Despite the difficulty of transferring to a four-year school and graduating, 45 percent of all bachelor’s degrees are awarded to students who have transferred from a community college. That’s according to the National Student Clearinghouse Research Center.

Washington Monthly [16]
April 21, 2014

Elite Schools Harder To Get Into Due to Increased International Enrollment

Selective college are harder to get into than they used to be, but the reasons for the newfound difficulty are not well understood, reports The New York Times.

Population growth plays a role, but the number of teenagers is not too much higher than it was 30 years ago, when the youngest baby boomers were still applying to college. And while many more Americans attend college than in the past, most of the growth has occurred at colleges with relatively few resources and high dropout rates, which bear little resemblance to the elites.

So what else is going on? One overlooked factor is that top colleges are admitting fewer American students than they did a generation ago. Colleges have globalized over that time, deliberately increasing the share of their student bodies that come from overseas and leaving fewer slots for applicants from the United States.

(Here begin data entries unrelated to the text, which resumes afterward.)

PR #918, opened 2022-07-01
IGNITE-16760

denis-chudov:


modules/metastorage-server/src/test/java/org/apache/ignite/internal/metastorage/server/AbstractKeyValueStorageTest.java
```diff
@@ -2043,6 +2043,43 @@ public void rangeCursor() {
...
+
+        storage.put(key2, val2);
+
+        assertEquals(3, storage.revision());
+        assertEquals(3, storage.updateCounter());
+
+        // Range that includes tombstones.
+        Cursor<Entry> cur = storage.range(key1, null, true);
+
+        assertEquals(2, cur.stream().count());
```
sanpwc, line 2075: I'd rather add extra check not only for size, but for actual returned data set. Otherwise given test will pass if, for example, only tombstone is returned as a result for `storage.range(key1, null, false);`

denis-chudov: done

PR #922, opened 2022-07-05
IGNITE-17241 Introduce utility class Loggers

korlov42:


modules/core/src/main/java/org/apache/ignite/internal/logger/Loggers.java
```diff
@@ -0,0 +1,70 @@
+package org.apache.ignite.internal.logger;
```
AMashenkov, line 1: License is missed

korlov42: fixed

PR #924, opened 2022-07-05
IGNITE-17303 RocksDB snapshots might include writes added after snapshot creation start

rpuch:
https://issues.apache.org/jira/browse/IGNITE-17303


modules/rocksdb-common/src/main/java/org/apache/ignite/internal/rocksdb/snapshot/RocksSnapshotManager.java
```diff
@@ -77,18 +78,22 @@ public RocksSnapshotManager(RocksDB db, Collection<ColumnFamilyRange> ranges, Ex
...
                             .map(cf -> createSstFileAsync(cf, snapshot, tmpPath))
                             .toArray(CompletableFuture[]::new);
 
-                    return CompletableFuture.allOf(sstFutures).thenApply(v -> snapshot);
+                    return CompletableFuture.allOf(sstFutures);
                 }, executor)
-                .whenCompleteAsync((snapshot, e) -> {
+                .thenCompose(Function.identity())
+                .whenCompleteAsync((ignored, e) -> {
                     if (e != null) {
```
ibessonov, line 97: Can you please also move this statement below the closing of the snapshot? Thanks!

ibessonov (approved):

modules/rocksdb-common/src/main/java/org/apache/ignite/internal/rocksdb/snapshot/RocksSnapshotManager.java
rpuch: Thanks for catching this

PR #926, opened 2022-07-05
IGNITE-17281 Added support error codes and trace ids to rest components

sk0x50:


PakhomovAlexander (approved):

PakhomovAlexander:
LGTM

modules/rest-api/src/test/java/org/apache/ignite/internal/rest/exception/handler/IgniteExceptionHandlerTest.java
```diff
@@ -64,7 +68,7 @@ static Stream<Arguments> igniteExceptions() {
                         Problem.builder()
                                 .status(500)
                                 .title("Internal Server Error")
-                                .code(UNKNOWN_ERR)
+                                .code(humanReadableCode)
                                 .detail(errorMessage + " Ooops")
```
PakhomovAlexander, line 72: As far as I can see, `errorMessage` contains `traceId` and a human-readable code.  But this information is already included in the problem json. Shall we duplicate the information in the API response? WDYT?

sk0x50: Yep, `errorMessage` contains `traceId`, human-readable code and detailed message. However, I think it would be useful to get additional field that provide an error code explicitly and so, the end-user doesn't need to parse `errorMessage`.

PR #928, opened 2022-07-05
IGNITE-14986 Re-work error handling in meta storage component in accordance with error groups

sk0x50:


modules/metastorage-client/src/main/java/org/apache/ignite/internal/metastorage/client/CursorImpl.java
```diff
@@ -159,19 +171,25 @@ public T next() {
...
+                if (cause instanceof NoSuchElementException) {
+                    throw (NoSuchElementException) cause;
                 }
 
                 LOG.debug("Unable to evaluate cursor hasNext command", e);
 
-                throw new IgniteInternalException(e);
+                if (e.getCause() instanceof IgniteInternalException) {
+                    IgniteInternalException exception = (IgniteInternalException) e.getCause();
+                    throw new IgniteInternalException(exception.traceId(), exception.code(), exception);
```
ibessonov, line 186: It's interesting, why don't we use `CURSOR_EXECUTION_ERR` here as a code? Original code will be preserved in the cause.

modules/metastorage-client/src/main/java/org/apache/ignite/internal/metastorage/client/MetaStorageServiceImpl.java
```diff
@@ -498,7 +499,7 @@ private void stopWatch(IgniteUuid watchId) {
 
                                 v.cursor.close();
                             } catch (InterruptedException e) {
-                                throw new IgniteInternalException(e);
+                                throw new IgniteInternalException(WATCH_STOPPING_ERR, e);
```
ibessonov, line 502: We may create a MetaStorageException for the module, this would make code easier to read I believe

modules/metastorage-client/src/main/java/org/apache/ignite/internal/metastorage/client/CursorImpl.java
```diff
@@ -159,19 +171,25 @@ public T next() {
...
+                }
+
+                if (cause instanceof NoSuchElementException) {
+                    throw (NoSuchElementException) cause;
                 }
 
                 LOG.debug("Unable to evaluate cursor hasNext command", e);
 
-                throw new IgniteInternalException(e);
+                if (e.getCause() instanceof IgniteInternalException) {
```
ibessonov, line 184: I remember you were asking about what to do in such cases. All I can recommend is to have a set of utilitary methods.
I'd go as far as writing it as `throw withCause(MetaStorageException::new, CURSOR_EXECUTION_ERR, e.getCause())`

modules/core/src/main/java/org/apache/ignite/lang/ErrorGroups.java
```diff
@@ -36,12 +43,48 @@ public static class Table {
...
         /** Column already exists. */
-        public static int COLUMN_ALREADY_EXISTS_ERR = TABLE_ERR_GROUP.registerErrorCode(3);
+        public static final int COLUMN_ALREADY_EXISTS_ERR = TABLE_ERR_GROUP.registerErrorCode(3);
         /** Column not found. */
-        public static int COLUMN_NOT_FOUND_ERR = TABLE_ERR_GROUP.registerErrorCode(4);
+        public static final int COLUMN_NOT_FOUND_ERR = TABLE_ERR_GROUP.registerErrorCode(4);
+    }
+
+    /** Meta storage error group. */
+    public static class MetaStorage {
```
ibessonov, line 56: Why is this a part of public API?

ibessonov:
I also took some liberties while merging main branch and resolving conflicts. I hope it's not a problem

modules/core/src/main/java/org/apache/ignite/lang/ErrorGroups.java
```diff
@@ -36,12 +43,48 @@ public static class Table {
...
+        /** Meta storage error group. */
+        public static final ErrorGroup META_STORAGE_ERR_GROUP = ErrorGroup.newGroup("MTS", 3);
```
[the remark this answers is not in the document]
sk0x50: Yes, it makes sense to me. Will change.

modules/metastorage-client/src/main/java/org/apache/ignite/internal/metastorage/client/CursorImpl.java
sk0x50: Well, it makes sense to me. Will change.

modules/metastorage-client/src/main/java/org/apache/ignite/internal/metastorage/client/MetaStorageServiceImpl.java
sk0x50: MetaStorageException has been added

modules/core/src/main/java/org/apache/ignite/lang/ErrorGroups.java
sk0x50: I think that all error code should be available for the end user

modules/metastorage-client/src/main/java/org/apache/ignite/internal/metastorage/client/CursorImpl.java
```diff
@@ -125,13 +129,13 @@ public boolean hasNext() {
...
             } catch (InterruptedException | ExecutionException e) {
-                if (e.getCause() != null && e.getCause().getClass().equals(NodeStoppingException.class)) {
+                if (e.getCause() instanceof NodeStoppingException) {
                     return false;
                 }
 
                 LOG.debug("Unable to evaluate cursor hasNext command", e);
 
-                throw new IgniteInternalException(e);
+                throw withCause(MetaStorageException::new, CURSOR_EXECUTION_ERR, e);
```
ibessonov, line 138: `e` can never be an Ignite*Exception. Do we determine its code by reading the message? Why don't we check the cause of ExecutionException?

sk0x50: This cause is checked inside the `withCause` implementation:
```
    Throwable unwrapped = unwrapCause(t);
```
where `unwrap` if the following:
```
    public static Throwable unwrapCause(Throwable e) {
        while ((e instanceof CompletionException || e instanceof ExecutionException) && e.getCause() != null) {
            e = e.getCause();
        }

        return e;
    }
```

modules/core/src/main/java/org/apache/ignite/internal/util/ExceptionUtils.java
```diff
@@ -324,4 +330,104 @@ public static Throwable unwrapCause(Throwable e) {
 
         return e;
     }
+
+    /**
+     * Creates a new exception, which type is defined by the provided {@code supplier}, with the specified {@code t} as a cause.
+     * In the case when the provided cause {@code t} is an instance of {@link IgniteInternalException}
+     * or {@link IgniteInternalCheckedException}, the original trace identifier and full error code are preserved.
+     * Otherwise, a newly generated trace identifier and {@link Common#UNKNOWN_ERR} are used.
```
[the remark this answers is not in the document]
sk0x50: Yes, it might be a problem. I will take a look at it. At first glance, we need a new one supplier which does not expect an error code.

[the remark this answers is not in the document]
sk0x50: Fixed as follows:
 - `withCause` accepts a new parameter - `defaultCode` which is used when the provided cause is not an instance of ignite exception
 - `withCauseAndCode` which always uses the provided error code.

ibessonov (approved):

For American teenagers, it really is harder to get into Harvard — or Yale, Stanford, Brown, Boston College or many other elite colleges — than it was when today’s 40-year-olds or 50-year-olds were applying. The number of spots filled by American students at Harvard, after adjusting for the size of the teenage population nationwide, has dropped 27 percent since 1994. At Yale and Dartmouth, the decline has been 24 percent. At Carleton, it’s 22 percent. At Notre Dame and Princeton, it is 14 percent.

International students now constitute close to 10 percent of the student body at many selective colleges, nearly double the level of the early 1990s. Only colleges that have rapidly expanded their student bodies, like Columbia and the University of Chicago, have avoided the pattern of increased competition for places among American students.

The New York Times [17]
April 27, 2014

International Science & Engineering PhDs Stay in Country After Graduation

Almost two-thirds of international students in science and engineering fields remain in the United States a decade after they earn their PhD, says a new report, which uses 2011 tax records to estimate the proportion of foreign doctorate recipients who were still in the United States five and 10 years after graduation.

The report, Stay Rates of Foreign Doctorate Recipients From U.S. Universities, 2011 [18], found that the 2011 stay rate for all foreign doctorate recipients, including those on permanent visas at graduation, was 68 percent for those graduating five years earlier and 65 percent for those graduating 10 years earlier.

Stay rates vary by discipline. Graduates in computer science and computer and electrical engineering are most likely to remain in the United States, while those who earn degrees in economics and agriculture are more likely to return to their home countries. Doctoral students from the two largest sending countries, China and India, are among the most likely to stay.

Oak Ridge Institute for Science and Education [18]
January 2014

U.S. Higher Education System Ranked Best in the World

In a third annual ranking [19] of higher-education systems in 50 countries, the United States was rated first overall, although it fared poorly when its level of economic development was factored in.

The ranking, by Universitas 21, an international group of universities, is based on measurements that include government spending, level of internationalization, and scientific output. It rated the United States first, ahead of Sweden and Canada. Yet when the scores are adjusted for national levels of income, the United States drops to 15th place, behind such developing countries as China and Serbia. Under the revised methodology, three Nordic countries fared best: Sweden, Finland, and Denmark.